The Mule

Year: 2018
Studio: Warner Bros
Director: Clint Eastwood
Producer: Clint Eastwood
Writer: Nick Schenk/Sam Dolnick
Cast: Clint Eastwood, Dianne Wiest, Tessa Farmiga, Laurence Fishburne, Bradley Cooper, Clifton Collins Jr, Michael Peña, Andy Garcia

Ever hear the one about Harrison Ford, Tom Waites, Nick Nolte and Clint Eastwood having an argument in a bar? The ents from Lord of the Rings asked them to speak up.

Clint plays Grizzly McGrizzlington, a grizzly old timer who grizzles his way across America running dope for a Mexican cartel. You couldn't make it up, except that it's a true story based on a magazine article.

Look, Clint Eastwood is a fine director but he'll never be more than that. I don't know if it's because he's inherently just not terribly talented beyond waiting for a set-up and yelling 'action' and 'cut' or if that's all be can be really bothered doing. But as long as Warner Bros keeps giving him money and audience keep giving him $174m from a $50m budget (like they have here), what incentive does he have to stretch himself either as a director or an actor, especially since he just turned 90?

Earl (Eastwood) was a star garden and flower supplier – a celebrity on the local trade show circuit as he sold his wares – and after putting more care and attention into his adulation than his own family, he put them all offside.

That's why years later, his wife (Dianne Weist) is estranged and his grown daughter won't even talk to him, only his teenage granddaughter wanting anything to do with him.
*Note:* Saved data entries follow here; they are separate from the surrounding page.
PR #804, opened 2023-05-25
[16.0][MIG] website_sale_firstname

HekkiMelody:
Migration from v11 to v16.

In the process of migrating, I rewrote almost the entire controller part to better fit odoo 16, and I replaced the fields in the form as well.

Based on https://github.com/OCA/partner-contact/tree/16.0/partner_firstname


HekkiMelody:
I can't figure out how to test the `address()` function itself.

Every time I try to do something like:
```
self.WebsiteSaleController = WebsiteSaleFirstname() # The controller in my module
with MockRequest(self.env, website=self.website) as req:
            req.httprequest.method = "GET"
            self.WebsiteSaleController.address()
```

I get an error when calling `address` that ends with:

```sh
  File "/opt/odoo/custom/src/odoo/odoo/http.py", line 697, in route_wrapper
    if routing['type'] == 'http':  # _generate_routing_rules() ensures type is set
KeyError: 'type'
```

It seems somehow related to the empty `@http.route` decorator...

chienandalu:
> I can't figure out how to test the `address()` function itself.
> 
> Every time I try to do something like:
> 
> ```
> self.WebsiteSaleController = WebsiteSaleFirstname() # The controller in my module
> with MockRequest(self.env, website=self.website) as req:
>             req.httprequest.method = "GET"
>             self.WebsiteSaleController.address()
> ```
> 
> I get an error when calling `address` that ends with:
> 
> ```shell
>   File "/opt/odoo/custom/src/odoo/odoo/http.py", line 697, in route_wrapper
>     if routing['type'] == 'http':  # _generate_routing_rules() ensures type is set
> KeyError: 'type'
> ```
> 
> It seems somehow related to the empty `@http.route` decorator...

I'd try playing with the new `path` and `routing` keywords for `MockRequest` (https://github.com/odoo/odoo/blame/1e96c21eed9556f87bb8dae2384580dd784f12c0/addons/website/tools.py#L18)

Honeyxilia:
> I can't figure out how to test the `address()` function itself.
> 
> Every time I try to do something like:
> 
> ```
> self.WebsiteSaleController = WebsiteSaleFirstname() # The controller in my module
> with MockRequest(self.env, website=self.website) as req:
>             req.httprequest.method = "GET"
>             self.WebsiteSaleController.address()
> ```
> 
> I get an error when calling `address` that ends with:
> 
> ```shell
>   File "/opt/odoo/custom/src/odoo/odoo/http.py", line 697, in route_wrapper
>     if routing['type'] == 'http':  # _generate_routing_rules() ensures type is set
> KeyError: 'type'
> ```
> 
> It seems somehow related to the empty `@http.route` decorator...

If you wish, you could also set up a Werkzeug Client, then post directly on the `/shop/address` endpoint with the `post` Werkzeug client, and be able to retrieve a HTTP response from which you could verify whether the form validation passed or not c:

website_sale_firstname/data/formbuilder_whitelist.xml
Honeyxilia, line 1: To better maintain history, it would have been nice to do `git mv website_sale_firstname/data/data.xml website_sale_firstname/data/formbuilder_whitelist.xml` c:

website_sale_firstname/views/templates.xml
```diff
@@ -0,0 +1,38 @@
+<?xml version="1.0" encoding="utf-8" ?>
+<!-- Copyright 2023 Alessandro Uffreduzzi - PyTech SRL -->
+<odoo>
+    <template id="website_sale_address_firstname" inherit_id="website_sale.address">
```
Honeyxilia, line 4: In this template overload, I think it would be good to also override the `field_required`, in order to replace `phone,name` by `firstname,lastname,phone`

Honeyxilia (commented):
Other than the 2 remarks I posed, it's LGTM (code review + local testing)

website_sale_firstname/data/formbuilder_whitelist.xml
HekkiMelody: Hello! Thanks for the review

I double-checked because I remembered doing `git mv` at the time. I did the process again.

The moment I also fix the formatting (from 8 spaces to 4 spaces) and `git add` again, git loses track of the fact that it was moved, probably because too high a % of the file has changed (even though it's just some spaces that were removed...)

I ended up splitting it into two commits (one for the move, one for the formatting) so history is preserved!

website_sale_firstname/views/templates.xml
HekkiMelody: Thank you for pointing it out. Added in a different commit (since it's a slight change to the logic compared to the previous module)

HekkiMelody:
@OCA/e-commerce-maintainers can this be reopened please? thank you!

PR #809, opened 2023-06-01
[16.0][MIG] website_sale_require_legal

Highcooley:


Highcooley:
This module is obsolete in V16.0 since it can be activated by default now.

chienandalu:
Well, it can still have it's public as this module targets the address form step and records the acceptance metadata. In Odoo core, the acceptance is made in the payment step and no metadata of the acceptance is recorded (as far as I recall)

PR #814, opened 2023-06-15
[ADD][16.0] new module website_sale_search_fuzzy_multiword

PicchiSeba:
I am submitting a module that allows to use multi-word keywords in the website search.

As of now we are successfully using this module in some applications where the website default language is not English.
But I am encountering problems when the website language is set to en_US.

Nevertheless I am submitting this module anyway because I think it would benefit the community once we figure out where the problem lies.


elvise:
@PicchiSeba can you rebase ?

zeroheure:
This is interesting. Why is it blocked ?

PicchiSeba:
@zeroheure 
Thank you for the interest!

We require more feedback in order to proceed. Would you like to try the module and tell us if you find any problem?

FrancescoBallerini:
> @zeroheure Thank you for the interest!
> 
> We require more feedback in order to proceed. Would you like to try the module and tell us if you find any problem?

Hello, we'd like to try the module, could you rebase for us? Thank you

PicchiSeba:
Hi @FrancescoBallerini, I rebased as requested.

Please let me know if this could interest you, or if not, what problems you incurred into. Thanks in advance for the feedback

FrancescoBallerini (commented):
Thank you for rabasing @PicchiSeba , I can confirm that your module is improving the research, I have tests it with en_UK because as you already pointed out it raises an error on en_US language. 

Unfortunately I cannot give any consistent hint on the error as I don't have a running odoo16 instance to debug locally. It seems to be related to translation and/or possibly, missing record names or translation for that record which causes an improper comparation between a falsy value and the jsonb object which contains translated terms. Well this is already specified by the error log but I cannot tell more than this as I generally work on version 14 and translation system changed a lot between versions.

That being said, I can confirm that your module is improving the search ! A couple of screenshot from my tests:

WIthout fuzzy multiword installed:

Screenshot 2024-04-13 151128

With fuzzy multiword installed:

Screenshot 2024-04-13 150930

I will leave a pending review for now, will approve this for sure if you manage to solve the issue with the default installed language! Thank you

PR #819, opened 2023-07-11
[16.0][FIX] website_sale_hide_price display: price in search bar and update cache

### LINKED ISSUE #818: [16.0] website_sale_hide_price
I have an unexplained behavior when using website_sale_hide_price on v16.0 (that I reproduce on Runboat).

It seems that Odoo keeps a cache on server side of requested pages (list of products or specific product) and does not update depending on whether I have the right to see the prices or not...
Restarting Odoo resets the behavior

## Module
website_sale_hide_price

## Describe the bug
The show / hide price are not properly applied

## To Reproduce
**Affected versions**: 16.0

1. Install website_sale_hide_price (+ configure a few products to be displayed on shop)
2. Configuration archived public user partner to not diplay prices
3. Disconnect
4. Go to shop page
5. As this is the first time you load this page, the behavior is as expected : no price on product list, no price when clicking on a product
6. Connect with portal user (or internal user)
7. Go to shop page
8. The prices are not displayed on pages that were visited before with public user, but are shown on pages which were not visited before

The same behaviour is observed when doing the opposite : displaying first pages with logged in user then disconnect : the prices are still there.
You can empty cache, reload page, use private navigation, even change navigator, you get the same behavior until you restart Odoo server...

**Expected behavior**
Pages should be updated depending on connected user

remi-filament:
Before this commit, the price was still displayed in search bar for users that are not allowed to see price (the check was only done on boolean from product_template)

Also, there was a problem with cache causing the list of products and individual products to not being updated (fixes #818)

### DIFF
--- a/website_sale_hide_price/models/product_template.py
+++ b/website_sale_hide_price/models/product_template.py
@@ -44,8 +44,11 @@ class ProductTemplate(models.Model):
         results_data = super()._search_render_results(
             fetch_fields, mapping, icon, limit
         )
+        website_show_price = (
+            self.env["website"].get_current_website().website_show_price
+        )
         for product, data in zip(self, results_data):
-            if product.website_hide_price:
+            if product.website_hide_price or not website_show_price:
                 data.update(
                     {
                         "price": "<span>%s</span>"
--- a/website_sale_hide_price/views/website_sale_template.xml
+++ b/website_sale_hide_price/views/website_sale_template.xml
@@ -1,5 +1,18 @@
 <?xml version="1.0" encoding="utf-8" ?>
 <odoo>
+    <template id="products" inherit_id="website_sale.products">
+        <!-- adding website and website.website_show_price to t-cache in order to update cache if parameter modified
+             this is needed if you connect with a different user that should not see the prices
+             see https://github.com/OCA/e-commerce/issues/818 -->
+        <xpath
+            expr="//div[hasclass('o_wsale_products_grid_table_wrapper')]"
+            position="attributes"
+        >
+            <attribute
+                name="t-cache"
+            >pricelist,products,website,website.website_show_price</attribute>
+        </xpath>
+    </template>
     <template id="product_price" inherit_id="website_sale.product_price">
         <xpath expr="//div[@itemprop='offers']" position="attributes">
             <attribute name="t-if">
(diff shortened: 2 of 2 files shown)


website_sale_hide_price/models/product_template.py
```diff
@@ -44,8 +44,13 @@ def _search_render_results(self, fetch_fields, mapping, icon, limit):
         results_data = super()._search_render_results(
             fetch_fields, mapping, icon, limit
         )
+        website_show_price = False
+        if self.env.context.get("website_id"):
+            website_show_price = (
+                self.env["website"].get_current_website().website_show_price
+            )
```
chienandalu: Can be simplified
```suggestion
        website_show_price = self.env["website"].get_current_website().website_show_price
```

chienandalu (approved):
Thanks @remi-filament Tiny nitpicking:

website_sale_hide_price/models/product_template.py
remi-filament: Done, thanks for the tip !

website_sale_hide_price/views/website_sale_template.xml
```diff
@@ -1,5 +1,15 @@
 <?xml version="1.0" encoding="utf-8" ?>
 <odoo>
+    <template id="products" inherit_id="website_sale.products">
+        <xpath
+            expr="//div[hasclass('o_wsale_products_grid_table_wrapper')]"
+            position="attributes"
+        >
+            <attribute
+                name="t-cache"
+            >pricelist,products,website,website.website_show_price</attribute>
```
pedrobaeza, line 13: Why is this needed? A comment should help to clarify for avoiding to remove it in future revisions.

pedrobaeza (approved):
/ocabot merge minor

website_sale_hide_price/views/website_sale_template.xml
remi-filament: This is needed to reload cache in case website_show_price changes (this is a compute which depends on the user being connected whether he is allowed to see prices are not)
Without this, the product list is kept in cache (with or without prices), so you get the exact same list when connecting with different users which do not have the same rights to see price (you get the prices (until next Odoo restart) if the first user to request page after restart of Odoo is allowed to see prices, no price if the first user to request page is not allowed)
This fixes the issue #818 
I added short explanation and link to issue in XML file as suggested

PR #822, opened 2023-08-01
Update website_sale_template.xml

a-khalil-ecoservice:
fix the following error message:

Element '<xpath expr="//a[hasclass(&#39;o_we_buy_now&#39;)]">' cannot be located in parent view

### DIFF
--- a/website_sale_hide_price/views/website_sale_template.xml
+++ b/website_sale_hide_price/views/website_sale_template.xml
@@ -45,10 +45,10 @@
     </template>
     <!-- Hide buy now button if "Buy Now Button" option is enabled and not website_show_price -->
     <template id="product_buy_now" inherit_id="website_sale.product_buy_now">
-        <a 
-            role="button" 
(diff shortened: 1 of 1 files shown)


chienandalu (commented):
Thanks @a-khalil-ecoservice can you give steps to reproduce the issue in a runboat?

a-khalil-ecoservice:
@chienandalu 
when I will to update the modul "website_sale_hide_price" I get the error.

chienandalu:
> @chienandalu when I will to update the modul "website_sale_hide_price" I get the error.

It looks to me that an old website_view architecture is the one bugging your upgrade. The current code is ok, what you need to do is either:

- update your website copies of "website_sale.o_we_buy_now" to the main template code
- make the proper adaptations in your theme/custom

IMO this PR is not valid

pleirb:
Hello, how are you all?
Something similar is happening to me, could it have anything to do with it?

imagen

PR #823, opened 2023-08-02
[13.0][FIX] website_sale_stock_available_display: don't show negatives

chienandalu:
Previous implementation intended this but the value was never shown as we give the previously formatted one.

cc @Tecnativa TT44655

@CarlosRoca13 @sergio-teruel plesae review


sergio-teruel (approved):

sergio-teruel:
port to v15?? I not sure.. @CarlosRoca13

CarlosRoca13 (approved):
@sergio-teruel In version 15.0, this module is merged with website_sale_stock, and when the `free_qty` is less or equal than 0 the message shown is defined on `out_of_stock_message`, so it would not show negatives.

LGTM :smile: Thanks

PR #825, opened 2023-08-09
[16.0][MIG] website_sale_product_attribute_filter_collapse: Migration to version 16.0

pilarvargas-tecnativa:
cc @Tecnativa TT44382

@chienandalu @CarlosRoca13 please review :)


pedrobaeza:
/ocabot migration website_sale_product_attribute_filter_collapse

website_sale_product_attribute_filter_collapse/views/templates.xml
```diff
@@ -5,112 +5,60 @@
     <template
         id="products_attributes_collapsible"
         inherit_id="website_sale.products_attributes"
-        name="Collapsible attribute filters"
```
chienandalu: Why removing this?

website_sale_product_attribute_filter_collapse/views/templates.xml
```diff
@@ -5,112 +5,60 @@
...
-        active="False"
```
chienandalu: Well, this changes the default behavior of the module. You should keep it IMO

chienandalu (changes requested):

website_sale_product_attribute_filter_collapse/views/templates.xml
pilarvargas-tecnativa: I was adapting the configuration to the web editor but I deleted more than I should have. It is now restored as it was and the behaviour has been corrected to be the same. thanks

chienandalu (approved):
Now is great :slightly_smiling_face: :+1:

website_sale_product_attribute_filter_collapse/__manifest__.py
```diff
@@ -3,14 +3,15 @@
 {
     "name": "Website Sale Attribute Filter Collapse",
     "summary": "Allows the attributes of the categories to be folded",
-    "version": "15.0.1.1.1",
+    "version": "16.0.1.1.1",
```
CarlosRoca13:
```suggestion
    "version": "16.0.1.0.0",
```

CarlosRoca13 (commented):
Please set correct version

website_sale_product_attribute_filter_collapse/__manifest__.py
pilarvargas-tecnativa: thanks :)

CarlosRoca13 (approved):

PR #826, opened 2023-08-10
[16.0][MIG] website_sale_order_type: Migration to version 16.0

pilarvargas-tecnativa:
cc @Tecnativa TT44380

@stefan-tecnativa @chienandalu please review :)


pedrobaeza:
This one shouldn't be needed if the field is computed writable (which I think it is), but if not, the patch should be to make it on the base module, like we have done with this one: https://github.com/OCA/sale-workflow/commit/788e2bc1d19261c0b7a2d15f10846007230afba2

chienandalu:
> This one shouldn't be needed if the field is computed writable (which I think it is), but if not, the patch should be to make it on the base module

Yes, this can be a good chance to fix that

pilarvargas-tecnativa:
Fix made in https://github.com/OCA/sale-workflow/pull/2639

pilarvargas-tecnativa:
This migration PR has been reopened as the fix made in sale_order_type did not cover the e-commerce flow. Therefore this module is still needed.

@pedrobaeza can you check it too?

I have decided to extend the methods that set the values that are overwritten in the e-commerce flow instead of the method that prepares the dictionary and calls these methods so that in case they are called from anywhere else the intended effect of this module is still in effect.

website_sale_order_type/models/website.py
```diff
@@ -0,0 +1,21 @@
...
+
+class Website(models.Model):
+    _inherit = "website"
+    _description = "Allowing sale_order_type to work with website_sale."
+
+    def sale_get_payment_term(self, partner):
+        payment_term_id = super().sale_get_payment_term(partner)
+        if partner.sale_type.payment_term_id:
+            payment_term_id = partner.sale_type.payment_term_id.id
+        return payment_term_id
```
pedrobaeza: And the same for the other:

```suggestion
        if partner.sale_type.payment_term_id:
            return partner.sale_type.payment_term_id.id
        return super().sale_get_payment_term(partner)
```

pedrobaeza (commented):
OK for overriding these methods instead.

website_sale_order_type/models/website.py
pilarvargas-tecnativa: thanks!

pedrobaeza (approved):

website_sale_order_type/models/website.py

Worse still, business has fallen on hard times and he's been foreclosed on, left with no family, no way to make money and only his battered old truck for company.

In a turn of events I'd ordinarily think would be a huge plot contrivance but which surely must have some basis in truth (including some movers who have shady links), he winds up accepting a gig running a load of drugs from a storehouse to its drop off in Mexico. The reason they pick him is because, as an old white man, he's not a hothead who's going to joyride, speed or catch the attention of the cops.

One job turns into several and before long his friends and community are enjoying Earl's largesse. He also finds money can't buy his family back and it's while he's on the road and a dogged federal agent (Bradley Cooper) is on his tail that he tries to reconnect with them to varying degrees of success. Worse still, some of the top lieutenants of the cartel boss (Andy Garcia) decide to depose their leader and take over, leaving Earl without his highest-ranking protector.

Like a lot of Clint's career, it's middle of the road, a bit bedraggled and a bit tired, like he didn't really want to miss his 9am Metamucil or lunchtime whiskey. And I know it's about the juxtaposition of an old guy and his truck versus a cadre of gangbangers with Glocks in their belts, but the scenes of him mingling with bikini clad chicas at an opulent party at the drug lord's mansion (especially when the master of the house sends two of them to bed with him) is really kind of cringy.

It's a crime thriller that doesn't really have any thrills and a completely non-taxing crowdpleaser.